Essa é uma dúvida muito comum no mundo empresarial — e a resposta exige atenção a um ponto-chave: intervalo de almoço não é jornada de trabalho.
⏱️ INTERVALO DE ALMOÇO CONTA COMO TRABALHO?
Não. O horário de almoço não computa na duração do trabalho e é, na prática, uma hipótese de suspensão contratual: o empregado não trabalha, não está à disposição da empresa e, embora continue vinculado à empresa, aquele período é de descanso.
É exatamente o que diz o § 2º do art. 71 da CLT:
📌 “Os intervalos de descanso não serão computados na duração do trabalho.”
Ou seja: durante o intervalo, o empregado pode dormir, ir para casa, passear, lanchar… enfim, fazer o que quiser.
⚠️ “ENTÃO ELE PODE BEBER NO ALMOÇO?”
Em regra, sim — porque, no intervalo, ele não está trabalhando.
✅ Beber durante o intervalo, por si só, não gera justa causa.
👉 O problema não é a bebida. O problema é voltar para o trabalho embriagado.
🚫 QUANDO A JUSTA CAUSA PODE ACONTECER?
Quando o intervalo termina, o contrato volta a produzir seus efeitos normalmente — e aí entra o art. 482, alínea “f”, da CLT, que prevê como falta grave a:
📌 “embriaguez habitual ou em serviço”
Ou seja:
✅ Se ele bebeu no almoço, mas retorna apto, ok.
❌ Se ele retorna ainda embriagado e vai trabalhar nessas condições, aí estamos falando de falta grave — e falta grave pode gerar justa causa.
🩺 ATENÇÃO: E SE FOR DEPENDÊNCIA (DOENÇA)?
Esse ponto é essencial, empresário(a). Se o trabalhador se tornou dependente do álcool, sendo considerado um ébrio habitual a ponto de a situação ser tratada como doença, o caminho correto não é, automaticamente, a justa causa.
📌 Nessa hipótese, a empresa deve encaminhar o empregado ao INSS para avaliação e, sendo o caso, para que ele receba o Auxílio por Incapacidade Temporária (antigo auxílio-doença).

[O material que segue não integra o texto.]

PR #1833, opened 2023-11-08
Do not return an error if volume is optimizing in validateModifyVolume

torredil:

Bug

This PR fixes a bug where an error is incorrectly returned if a volume is in an optimizing state.

According to cloud, a modification is considered done if the volume is an `optimizing` state:

https://github.com/kubernetes-sigs/aws-ebs-csi-driver/blob/d071db859707479a4c5ee5ba93cca874507519f3/pkg/cloud/cloud.go#L1320-L1323

In the case where `ResizeOrModifyDisk` hasn't been previously called for a volume, we simply move on to check if the volume is in the [desired state](https://github.com/kubernetes-sigs/aws-ebs-csi-driver/blob/d071db859707479a4c5ee5ba93cca874507519f3/pkg/cloud/cloud.go#L523). If it is, `ResizeOrModifyDisk` succeeds even if the volume is still `optimizing`. However, if `checkDesiredState` returns an error or the sidecar times out, [latestMod](https://github.com/kubernetes-sigs/aws-ebs-csi-driver/blob/d071db859707479a4c5ee5ba93cca874507519f3/pkg/cloud/cloud.go#L1287) won't be nil the second time around and we error out if the volume is `optimizing`:

https://github.com/kubernetes-sigs/aws-ebs-csi-driver/blob/d071db859707479a4c5ee5ba93cca874507519f3/pkg/cloud/cloud.go#L1298-L1300

**What testing is done?**

- `make test`
- CI


ConnorJC3 (changes requested):
Not attempting to _start_ a modification when a volume is in the OPTIMIZING state is intentional

AndrewSirenko:
> Not attempting to _start_ a modification when a volume is in the OPTIMIZING state is intentional

Why are we validating this instead of relying on the EC2 API? Won't EC2 ModifyVolume error out on this case?

torredil:
> Not attempting to start a modification when a volume is in the OPTIMIZING state is intentional

By my understanding not starting a modification if the volume is already in the desired state would be a more appropriate check, could you elaborate?

ConnorJC3:
> Why are we validating this in our driver instead of relying on the EC2 API? Won't EC2 ModifyVolume error out on this case?

Because it produces spurious failed API calls. A volume in the OPTIMIZING state cannot be modified, attempting to make an API call is 100% guaranteed to fail.

> By my understanding not starting a modification if the volume is already in the desired state would be a more appropriate check, could you elaborate?

The appropriate fix here is that this check should not be running until we are sure we need to make a modification. Removing an entire block of checks is not the appropriate fix for this bug.

AndrewSirenko:
> The appropriate fix here is that this check should not be running until we are sure we need to make a modification. Removing an entire block of checks is not the appropriate fix for this bug.

If we really want to prevent an extra API call, I think the most appropriate check would be something along the lines of:

```
if lastModification.State == OPTIMIZING
    if lastModification.NewValues == ModifyVolumeRequest.DesiredValues
           return modification success
    else
        return error("Cannot modify volume in optimizing state")
```

ConnorJC3:
> If we really want to prevent an extra ModifyVolume API call, I think the most appropriate check would be something along the lines of:

Agree that would work, but I think the simplest fix given the existing code is just to move this `if` block to AFTER the `needsVolumeModification` check and leave everything else the same

```
else if state == ec2.VolumeModificationStateOptimizing {
  return true, 0, fmt.Errorf("volume %q in OPTIMIZING state, cannot currently modify", volumeID)
}
```

AndrewSirenko (approved):

PR #192, opened 2024-03-30
Version bumping task & CI

MattSturgeon:
This PR adds a version bumping gradle task, and a CI workflow that makes use of it.

[This workflow run](https://github.com/MattSturgeon/Freecam/actions/runs/8493999134) on my fork demonstrates the CI job working and [this commit](https://github.com/MattSturgeon/Freecam/commit/be81d3c80010f5226a0b9733320ffd56593b80a1) was pushed as a result.

### But, why?

Well, GitHub's branch protection prevents non-admins from pushing directly to a branch. This means I wouldn't be able to prepare a release commit (bumping version & changelog) without making a PR and getting it reviewed.

Luckily, branch protection doesn't apply to CI, so we can work around this by creating a workflow that is manually triggered (`workflow_dispatch`).

### Bonus

As a bonus, this gives all maintainers (even admins) a simple & unified way to do the mundane task of prepping a release's metadata.

We can also use `workflow_dispatch` to configure inputs, such as which version "level" is to be bumped.

image

### Future work

I'd like to add additional workflows that are triggered when tags get pushed.

One workflow for "primary" tags, which will simply un-draft the matching release:

```shell
gh release edit "${{ github.ref_name }}" --draft=false
```

And another that will trigger for "`+mc`" tags, that publish to github, cusrseforge & modrinth, using modpublisher.

Once https://github.com/firstdarkdev/modpublisher/pull/11 is done, the github release can be published as a draft, which means the tag doesn't need to exist.

Maybe it would also make sense for the bump-version workflow to create a tag, but for now I think tagging should be manual :thinking: 

### Also

While testing I noticed we didn't update the changelog config for the new `v` tag prefix. That is fixed by this PR.

### DIFF
--- a/.github/workflows/bump-version.yaml
+++ b/.github/workflows/bump-version.yaml
@@ -1,0 +1,86 @@
+name: Bump project version
+
+on:
+  workflow_dispatch:
+    inputs:
+      bump:
+        description: Version level to be bumped
+        required: true
+        default: minor
+        type: choice
+        options:
+          - major
+          - minor
+          - patch
+#      pre:
+#        description: 'pre-release version'
+#        required: false
+#        type: string
+
+# Only allow running one build job at a time to optimise cache hits
+concurrency:
+  group: builds
+
+# Grant GITHUB_TOKEN write access
+permissions:
+  contents: write
+
+env:
+  # sed expression to strip whitespace from property keys
+  # will not match comment lines
+  # prints result, so use with -n
+  replace_key_whitespace: 's/^\s*\([^=#][^=]*\)\s*=\s*/\1=/p'
+
+jobs:
+  bump_version:
+    runs-on: ubuntu-latest
+    steps:
+      - name: Checkout
+        uses: actions/checkout@v4
+      - name: Setup Java
+        uses: actions/setup-java@v4
+        with:
+          java-version: '17'
+          distribution: microsoft
+      - name: Setup Gradle
+        uses: gradle/actions/setup-gradle@v3
+
+      - name: Get current metadata
+        id: old_props
+        run: sed -ne "$replace_key_whitespace" gradle.properties >> $GITHUB_OUTPUT
+
+      - name: Bump version
+        run: ./gradlew bumpVersion --${{ inputs.bump }}
+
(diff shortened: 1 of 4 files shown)


.github/workflows/bump-version.yaml
```diff
@@ -0,0 +1,85 @@
...
+
+      - name: Bump version
+        run: ./gradlew bumpVersion --${{ inputs.bump }}
+
+      - name: Bump changelog
+        run: ./gradlew patchChangelog
+
+      - name: Get updated version info
+        id: new_version
+        run: ./gradlew printVersion --quiet >> $GITHUB_OUTPUT
```
MattSturgeon, line 58: We could to this using `grep` & `sed` (or `awk`) if we want to avoid unnecessary gradle runs in CI

```shell
$ grep mod_version gradle.properties | sed -e 's/^.*= *//'
1.2.3
```

Would mean we can drop the `./gradlew init` too

MattSturgeon: Done something similar, just using `sed`.

MattSturgeon:
Removed the `printVersion` task in favor of just reading the `gradle.properties` file.

This is done with the complex looking sed command:

```
sed -ne 's/^\s*\([^=#][^=]*\)\s*=\s*/\1=/p' gradle.properties
```

<details><summary>Explanation</summary>
<p>

`-n` means don't print, while `/p` means print result. This means only matching lines are printed, so we can filter out comments and blank lines without using `grep`.

`s/pattern/replacement/opts` is a standard substitution expression.

`^([^=#][^=]*)=` (whitespace `\s` removed for clarity) matches a property key, capturing the key name in group `.

`\1=` replaces the property key with one that doesn't have any whitespace, so that we can print them to `GITHUB_OUTPUTS`. `\1` is the captured key name.

</p>
</details> 

This has been tested on my fork: [action run](https://github.com/MattSturgeon/Freecam/actions/runs/8504437741), [resulting commit](https://github.com/MattSturgeon/Freecam/commit/0b99a960ce0f7f79a1fc6f631e0f3c32d0fea4e3).

hashalite (approved):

✅ Isso protege o trabalhador e também a empresa, porque demonstra que houve tratamento adequado da situação, com foco em saúde e conformidade legal.
🎯 📣 EMPRESÁRIO: NÃO DECIDA ISSO “NO CALOR DO MOMENTO”
Justa causa é uma medida extrema. Se for aplicada sem estratégia, sem provas e sem procedimento correto, pode virar passivo trabalhista.